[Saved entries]
··········
Issue #87, opened 2016-01-21
oneOf Schema Violation: Provide names for schemas


tedepstein:
As discussed in my comments on #60, it would be very helpful to reference candidate schemas by a descriptive name, instead of a JSON Pointer.  Names could be taken from the key in the `definitions` section, or the [`title` keyword](http://json-schema.org/latest/json-schema-validation.html#anchor98) and/or from an extended property added to the JSON schema.

tedepstein:
Also applies to `anyOf`.

tedepstein:
@tfesenko , this was addressed in #108  and #110 .  Closing, but please take a quick look & reopen if you think there is further work that still needs to be done on this.

PR #108, opened 2016-03-04
#87 Reference candidate schemas by a descriptive name

tfesenko:
@tedepstein, the new error message looks like this:
screen shot 2016-03-04 at 4 55 09 pm

I replaced the location by a human readable label and sorted the messages so the best candidate (least amount of errors) is displayed first.

### DIFF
··········
WHAT THIS TASK INVOLVES: Extract every line from the one containing "As discussed in" through the last line of the data, inclusive, exactly as written.

RESPONSE AREA:
As discussed in my comments on #60, it would be very helpful to reference candidate schemas by a descriptive name, instead of a JSON Pointer.  Names could be taken from the key in the `definitions` section, or the [`title` keyword](http://json-schema.org/latest/json-schema-validation.html#anchor98) and/or from an extended property added to the JSON schema.

tedepstein:
Also applies to `anyOf`.

tedepstein:
@tfesenko , this was addressed in #108  and #110 .  Closing, but please take a quick look & reopen if you think there is further work that still needs to be done on this.

PR #108, opened 2016-03-04
#87 Reference candidate schemas by a descriptive name

tfesenko:
@tedepstein, the new error message looks like this:
screen shot 2016-03-04 at 4 55 09 pm

I replaced the location by a human readable label and sorted the messages so the best candidate (least amount of errors) is displayed first.

### DIFF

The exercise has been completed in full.